Trent Pollard

No. 76
- Positions: Guard, tackle

Personal information
- Born: November 20, 1972 (age 53) Seattle, Washington, U.S.
- Listed height: 6 ft 4 in (1.93 m)
- Listed weight: 330 lb (150 kg)

Career information
- High school: Rainier Beach (Seattle)
- College: Eastern Washington
- NFL draft: 1994: 5th round, 132nd overall pick

Career history
- Cincinnati Bengals (1994–1996); St. Louis Rams (1997)*;
- * Offseason and/or practice squad member only

Career NFL statistics
- Games played: 17
- Stats at Pro Football Reference

= Trent Pollard =

American football player (born 1972)

Trent Deshawn Pollard (born November 20, 1972) is an American former professional football player who was an offensive lineman for three seasons with the Cincinnati Bengals of the National Football League (NFL). He played college football for the Eastern Washington Eagles before being selected by the Bengals in the fifth round of the 1994 NFL draft.
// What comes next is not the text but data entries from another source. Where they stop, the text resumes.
PR #4217, opened 2026-04-15
fix: handle root_path in MCPPathRewriteMiddleware for reverse proxy deployments

MohanLaksh:
## Summary

Fixes #4215

The documented canonical MCP path pattern `/servers/{id}/mcp` was returning 404 in reverse proxy deployments with path prefixes (e.g., `/dev/mcp-gateway/service/gateway`). This occurred because `MCPPathRewriteMiddleware` was checking `original_path` without stripping the `root_path` prefix before pattern matching.

## Root Cause

PR #3892 added security validations that check `if original_path.startswith("/servers/")` to prevent arbitrary path rewrites. However, in reverse proxy deployments where the ASGI scope contains a `root_path` prefix, the full incoming path is `/prefix/servers/{id}/mcp` which doesn't match the `/servers/` check, causing the middleware to skip the rewrite and return 404.

## Solution

Following established patterns in `streamablehttp_transport.py:831` and `token_scoping.py:354`, the fix:

1. **Extracts root_path** from `scope["root_path"]` or falls back to `settings.app_root_path`
2. **Strips the prefix** to get the application-relative path for pattern matching
3. **Preserves the prefix** when rewriting to `/mcp/` so downstream handlers receive the correct path
4. **Maintains all security checks** from PR #3892 (empty server ID rejection, arbitrary path prevention)

### `mcpgateway/main.py`
- Added root_path extraction and stripping logic (~15 lines)
- Changed all pattern matching to use `app_path` instead of `original_path`
- Preserved root_path prefix when rewriting to `/mcp/`

### `tests/unit/mcpgateway/test_main_extended.py`
- Added 8 comprehensive unit tests covering:
  - Single-level and multi-level root_path prefixes
  - `APP_ROOT_PATH` fallback scenario
  - Workaround pattern (`/mcp/servers/{id}`) with and without prefixes
  - Security checks (arbitrary prefix rejection, empty server ID rejection) with prefixes

## Test Results

✅ All 1,532 relevant tests passing:
- `test_main.py`: 275 tests
- `test_main_extended.py`: 573 tests (including 8 new tests)
- `test_streamablehttp_transport.py`: 440 tests
- `test_token_scoping.py`: 244 tests

## Backward Compatibility

Both URL patterns continue working:
- ✅ `/servers/{id}/mcp` (documented canonical pattern) - **NOW FIXED**
- ✅ `/mcp/servers/{id}` (undocumented workaround) - continues working

## Security

All security validations from PR #3892 are preserved:
[...]

PR #4270, opened 2026-04-17
fix: update scope['modified_path'] for server_id extraction with root_path

### LINKED ISSUE #4266: [BUG]: /mcp endpoint returns all tools instead of server-scoped tools with root_path configured
## Bug Description

The `/mcp` endpoint returns ALL tools instead of server-scoped tools when accessed via `/servers/{id}/mcp` in reverse proxy deployments with `root_path` configured. The `/sse` endpoint works correctly.

## Root Cause

PR #4217 introduced a bug in `MCPPathRewriteMiddleware` (main.py:3014) that breaks server-scoped tool filtering. The middleware sets:

```python
scope["modified_path"] = original_path  # Line 3014
```

Then strips `root_path` to create `app_path` for pattern matching:

```python
root_path = (scope.get("root_path") or settings.app_root_path or "").rstrip("/")
app_path = _normalize_scope_path(original_path, root_path)  # Line 3021
```

**However, `scope["modified_path"]` is never updated to use `app_path`.**

When `streamablehttp_transport.py:2898` reads `scope["modified_path"]` and tries to extract the server_id:

```python
path = scope["modified_path"]  # Gets "/prefix/servers/123/mcp" with root_path
match = _SERVER_ID_RE.search(path)  # Regex: r"^/servers/(?P<server_id>[^/]+)/mcp"
```

The regex **fails to match** because the path starts with `/prefix/servers/` instead of `/servers/`, so `server_id` becomes `None`. This causes the code to fall back to unscoped tool listing (all tools) instead of server-scoped tools.

## Impact

- **Severity**: High - breaks multi-tenancy isolation in reverse proxy deployments
- **Scope**: Affects `/mcp` endpoint only; `/sse` endpoint works correctly because it doesn't rely on `modified_path`
- **Security**: Tools from ALL servers are exposed when only one server's tools should be visible

## Steps to Reproduce

1. Configure `APP_ROOT_PATH=/prefix` (or deploy behind reverse proxy with path prefix)
2. Create two virtual servers with different tools
3. Connect via `/servers/server-1/mcp`
4. Send `tools/list` request
5. **Actual**: Returns tools from ALL servers
6. **Expected**: Returns only tools from `server-1`

## Comparison with `/sse` Endpoint

The `/sse` endpoint (main.py:4207-4229) works correctly because:
- It extracts `server_id` directly from the FastAPI route parameter: `async def sse_endpoint(request: Request, server_id: str, ...)`
- It calls `_enforce_scoped_resource_access()` which validates server access
- It passes `server_id` explicitly to `session_registry.respond(server_id, user_with_token, session_id=transport.session_id)`

The `/mcp` endpoint relies on `scope["modified_path"]` for regex-based server_id extraction, which breaks when the path contains a root_path prefix.

## Proposed Fix

Update `scope["modified_path"]` after computing `app_path`:

```python
# mcpgateway/main.py around line 3021
root_path = (scope.get("root_path") or settings.app_root_path or "").rstrip("/")
app_path = _normalize_scope_path(original_path, root_path)

# ADD THIS LINE:
scope["modified_path"] = app_path
```

This ensures `streamablehttp_transport` receives the app-relative path for regex matching, allowing server_id extraction to work correctly.

## Related

- Introduced in: PR #4217 (commit 72a5fd8bf)
- Original issue: #4215
- Regex definition: `streamablehttp_transport.py:207` - `_SERVER_ID_RE = r"^/servers/(?P<server_id>[^/]+)/mcp"`
- Server ID extraction: `streamablehttp_transport.py:2898-2900`

MohanLaksh:
## Summary

Fixes #4266

The `/mcp` endpoint was returning ALL tools instead of server-scoped tools when accessed via `/servers/{id}/mcp` in reverse proxy deployments with `root_path` configured. The `/sse` endpoint worked correctly.

## Root Cause

PR #4217 introduced a bug in `MCPPathRewriteMiddleware` where:
1. `scope["modified_path"]` was set to the original path (line 3019)
2. `app_path` was computed by stripping `root_path` prefix (line 3026)
3. **`scope["modified_path"]` was never updated** to use `app_path`

When `streamablehttp_transport.py:2898` reads `scope["modified_path"]` to extract `server_id` via regex `r"^/servers/(?P<server_id>[^/]+)/mcp"`, the regex fails to match paths with prefixes (e.g., `/prefix/servers/123/mcp`), causing `server_id` to be `None` and `tools/list` to return all tools instead of server-scoped tools.

## Solution

Update `scope["modified_path"] = app_path` after computing the app-relative path (line 3030). This ensures `streamablehttp_transport` receives the path without `root_path` prefix for correct `server_id` extraction.

### Code
- **mcpgateway/main.py** (line 3028-3030): Set `scope["modified_path"]` to `app_path` after stripping `root_path`

### Tests
- **tests/unit/mcpgateway/test_main_extended.py**:
  - `test_modified_path_set_to_app_relative_path`: Verifies `modified_path` is app-relative with `root_path`
  - `test_modified_path_without_root_path`: Verifies `modified_path` works without `root_path`

## Testing

```bash
# All MCPPathRewriteMiddleware tests pass (14/14)
pytest tests/unit/mcpgateway/test_main_extended.py::TestMCPPathRewriteMiddleware -v
```

## Impact

- **Severity**: High - Fixes multi-tenancy isolation breach in reverse proxy deployments
- **Scope**: Affects `/mcp` endpoint only; `/sse` endpoint already works correctly
- **Breaking Changes**: None - this is a bug fix that restores expected behavior

## Comparison with `/sse` Endpoint

The `/sse` endpoint works correctly because it extracts `server_id` directly from the FastAPI route parameter, not via regex on `modified_path`.

### DIFF
--- a/mcpgateway/main.py
+++ b/mcpgateway/main.py
@@ -3025,6 +3025,10 @@ class MCPPathRewriteMiddleware:
         root_path = (scope.get("root_path") or settings.app_root_path or "").rstrip("/")
         app_path = _normalize_scope_path(original_path, root_path)
 
+        # Update modified_path to the app-relative path (without root_path prefix).
+        # This ensures streamablehttp_transport can extract server_id via regex (#4266).
+        scope["modified_path"] = app_path
+
         # Skip rewriting for well-known URIs (RFC 9728 OAuth metadata, etc.)
         # These paths may end with /mcp but should not be rewritten to the MCP transport
         if not app_path.startswith("/.well-known/"):
--- a/tests/unit/mcpgateway/test_main_extended.py
+++ b/tests/unit/mcpgateway/test_main_extended.py
@@ -2925,6 +2925,49 @@ class TestMCPPathRewriteMiddleware:
         app_mock.assert_called_once()
 
     @pytest.mark.asyncio
+    async def test_modified_path_set_to_app_relative_path(self):
+        """Regression test for #4266: modified_path should be app-relative for server_id extraction."""
+        app_mock = AsyncMock()
+        middleware = MCPPathRewriteMiddleware(app_mock)
+        scope = {
+            "type": "http",
+            "path": "/gateway/servers/abc123/mcp",
+            "root_path": "/gateway",
+            "headers": []
+        }
+        receive, send = AsyncMock(), AsyncMock()
+
+        with patch("mcpgateway.main.streamable_http_auth", return_value=True):
+            await middleware._call_streamable_http(scope, receive, send)
+
+        # modified_path MUST be app-relative (without root_path prefix)
+        # so streamablehttp_transport can extract server_id via regex
+        assert scope["modified_path"] == "/servers/abc123/mcp"
+        # path is rewritten with root_path prefix preserved
+        assert scope["path"] == "/gateway/mcp/"
+        app_mock.assert_called_once()
+
+    @pytest.mark.asyncio
+    async def test_modified_path_without_root_path(self):
+        """When no root_path, modified_path equals original path."""
+        app_mock = AsyncMock()
+        middleware = MCPPathRewriteMiddleware(app_mock)
+        scope = {
+            "type": "http",
+            "path": "/servers/xyz789/mcp",
+            "headers": []
+        }
+        receive, send = AsyncMock(), AsyncMock()
+
+        with patch("mcpgateway.main.streamable_http_auth", return_value=True):
+            await middleware._call_streamable_http(scope, receive, send)
+
+        # Without root_path, modified_path should equal the normalized path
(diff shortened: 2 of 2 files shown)


madhav165 (approved):
**Clean, no issues found.**

- The fix is correct and well-targeted
- Both downstream consumers (streamablehttp_transport.py and rust_mcp_runtime_proxy.py) benefit
- Test coverage is adequate -- two new tests cover the root_path-present and root_path-absent cases
- One minor observation: the initial scope["modified_path"] = original_path assignment is now effectively dead code, but it's pre-existing and not worth changing in this PR

No blocking concerns.

brian-hussey (approved):
Thanks for the submission @MohanLaksh, this one LGTM.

After his playing career, Pollard became a football coach at his alma mater, Rainier Beach High School in Seattle. He continued to work with students in Seattle Public Schools, as an assistant principal at Cleveland High School. Black History Today: Trent and Ericka Pollard, leading with love Mr Pollard is an assistant principal at Hazen High School.

His wife, Ericka Johnson Pollard, is a former teacher at B. F. Day Elementary School and previously served as an assistant principal at Franklin High School in Seattle. Ms. Pollard is the principal of Tally High School.